Stored entries
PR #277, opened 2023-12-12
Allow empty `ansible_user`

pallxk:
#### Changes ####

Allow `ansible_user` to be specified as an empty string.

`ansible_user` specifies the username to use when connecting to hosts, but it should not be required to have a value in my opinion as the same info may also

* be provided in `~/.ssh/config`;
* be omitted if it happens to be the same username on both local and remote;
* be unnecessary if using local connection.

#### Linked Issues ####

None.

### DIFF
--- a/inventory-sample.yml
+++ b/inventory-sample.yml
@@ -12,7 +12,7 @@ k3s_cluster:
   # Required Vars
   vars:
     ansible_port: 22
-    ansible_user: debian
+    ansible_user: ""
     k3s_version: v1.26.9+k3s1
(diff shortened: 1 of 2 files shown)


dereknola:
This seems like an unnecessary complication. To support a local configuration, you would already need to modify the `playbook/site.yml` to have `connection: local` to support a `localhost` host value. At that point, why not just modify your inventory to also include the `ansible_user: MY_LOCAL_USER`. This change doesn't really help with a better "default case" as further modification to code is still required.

What you will do → For the word "have", show every line of the entries that holds it.

Task result →
`ansible_user` specifies the username to use when connecting to hosts, but it should not be required to have a value in my opinion as the same info may also
This seems like an unnecessary complication. To support a local configuration, you would already need to modify the `playbook/site.yml` to have `connection: local` to support a `localhost` host value. At that point, why not just modify your inventory to also include the `ansible_user: MY_LOCAL_USER`. This change doesn't really help with a better "default case" as further modification to code is still required.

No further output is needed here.